The most obvious is the concept of the Sabbath. Exodus 20:11 "For in six days the LORD made the heavens and the earth and the sea and all that is in them, but on the seventh day He rested. Therefore the LORD blessed the Sabbath day and set it apart as holy." The Sabbath is clearly set up as a reflection of this creation week. And God purportedly called for the execution of people who didn't observe it.

Another is the issue of death itself. Romans 5:12 claims death entered the world through sin, and sin through man. Of course, I get the motivation for Christians to sweep that under the rug. Most will admit the evidence for things dying before mankind was around is insurmountable. Still, the alternative is problematic for theology.

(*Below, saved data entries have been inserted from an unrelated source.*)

PR #2511, opened 2022-10-27
Adding GH actions role principal to the lambda function role policy document

ewastempel:
The lambda role needs to be assumable by GH actions role.


gfou-al (approved):
looks awesome :)

julialawrence (approved):
👍

PR #2519, opened 2022-10-28
Add documentation for shared KMS keys

davidkelliott:
Also adds the required data sources to the data.tf, so users don't need to add this themselves.

A further PR to add this data to the existing environments in the environments repo will be required.


ewastempel (approved):
LGTM

PR #2520, opened 2022-10-28
Resolve issue with replacing FW rule group

dms1981:
Without an explicit `create_before_destroy` lifecycle statement, terraform will try to destroy the existing network firewall rule group, and fail as the rule group cannot be destroyed while in use. This should change the behaviour to create a new rule group, replace the original rule group, and then delete the original resource


gfou-al (approved):
looks good

PR #2522, opened 2022-10-28
Fix wrong code source url in tag

davidkelliott:
Also remove some code which isn't needed now that we've moved to a separate member-locals file rather than substituting.


julialawrence (approved):
Lgtm

PR #4918, opened 2023-08-31
Update OIDC role module version

dms1981:
* Update to v2.0.1 of `modernisation-platform-github-oidc-role` module.
* Remove wildcard from value in data-platform.json as not needed with new module version.


ewastempel (approved):
LGTM

PR #4931, opened 2023-09-04
Enrolling Mark and Aaron onto MP on-call rota

ewastempel:
As discussed within the team, adding Mark and Aaron to our MP on-call rota.
Note, the immediate on-call schedule (~next two months) will be preserved by manual overrides after this code gets merged.
The TF plan has been run manually with no issues.


davidkelliott (approved):
Looks good 👏

PR #4946, opened 2023-09-06
add new data platform accounts to ecr repo permissions

LavMatt:
Have added in the newly created accounts for data platform to ecr repo permissions

Also removed 2 repos that we will not be using moving forward


ep-93 (approved):
As long as what you are removing isn't used by anyone else, all approved.

PR #4951, opened 2023-09-06
Changed release to v6.1.0 for backup changes

SteveLinden:
Changing the code to point to the v7.0.0 release on modernisation-platform-terraform-baselines.


davidkelliott (changes requested):
If this is a breaking change we need better notes in the release to explain what needs to change in the code here, if not a breaking change please change the release name to an non breaking change version number

davidkelliott (approved):

PR #4966, opened 2023-09-07
Bumping the version of trusted advisor lambda function

ewastempel:
This includes a bump of the node.js that the lambda is using to v.18 and the migration of the AWS SDK from v2 to v3.

Tested locally and in the console.


markgov (approved):
LGTM

PR #5002, opened 2023-09-14
add outbound udp rules for fixngo domain joins

robertsweetman:
- add allowed udp ports out to fixngo ad domains
- test, preproduction and production
- succeeded in development environment already


markgov (approved):
LGTM

PR #5008, opened 2023-09-15
adding extra permissions

markgov:
User is still having issues so adding in extra permissions


ep-93 (approved):
Approved, but discusssed with Mark about alternative roles.

Issue #3859, opened 2023-05-12
Refactor VPC Endpoint code for core-shared-services


dms1981:
## User Story

As a modernisation platform customer
I expect to have VPC endpoints consistently used in `core-shared-services`
So that I have a predictable user experience

## User Type(s)

* Modernisation Platform customer using image-builder
* Modernisation Platform engineer

## Value

After looking at the code in the `environments/core-shared-services` directory it appears that terraform is only configured to create VPC endpoint resources in the `non_live_data` VPC.

Using VPC endpoints for AWS services is a more performant, and more cost effective solution than routing traffic via our Transit Gateway out to the internet.

## Definition of done

- [ ] terraform refactored
- [ ] VPC endpoints consistent in `live_data` and `non_live_data`
- [ ] another team member has reviewed
- [ ] tests are green

## Reference

[How to write good user stories](https://www.gov.uk/service-manual/agile-delivery/writing-user-stories)

PR #5100, opened 2023-09-26
Refactor core-shared-services VPC endpoints

dms1981:
This PR changes the code used to create VPC endpoints in the `core-shared-services` VPCs.
At present VPC endpoints are only created in the `non_live_data` VPC.
This PR will destroy and then recreate those VPC endpoints in both the `live_data` and `non_live_data` VPCs.
It will also amend the security groups used to secure the endpoints so that they are created in both VPCs and attached to both sets of endpoints.

This PR will resolve https://github.com/ministryofjustice/modernisation-platform/issues/3859


markgov (approved):
LGTM

PR #5121, opened 2023-10-02
Developer to migration role.

ep-93:
For the migration, the team will need permissions to create AMIs from snapshots, and it would be good to know if the migration role has this permission and that it would work.


markgov (approved):
LGTM

PR #5148, opened 2023-10-04
🛂 Add Data Platform Apps and Tools OIDC provider

jacobwoffenden:
Data Platform's Open Metadata instance running on EKS in Data Platform's Apps and Tools account needs to assume roles in our data accounts (data-platform-development) to collect metadata from Glue and S3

If death is not the result of sin, but just the status quo, then at the minimum we have a creator that intentionally designed death, disease, predators, all manner of suffering, as part of the mechanics, part of the design. "And it was good." Quite a different picture of a creator than the omni-benevolent loving being.

If death is not the result of sin, but just the status quo, then what is the purpose of Jesus to die for the sins of the world restoring us to a condition of eternal life purportedly lost that was never actually there in the first place.

And, again, I get it. It doesn't line up with what we know. But, I don't really understand why that bothers Christians. Perhaps a Christian who rejects the reality of Genesis could explain that. I mean, we're talking about angels, people rising from the dead, casting demons into swine, walking on water, miracle healings for ailments ranging from blindness to actually being dead, man from mud, woman from rib, staves turning to snakes, and countless other items in no way lining up with scientific reality. Why does reality get in the way for Genesis, but not all of these others?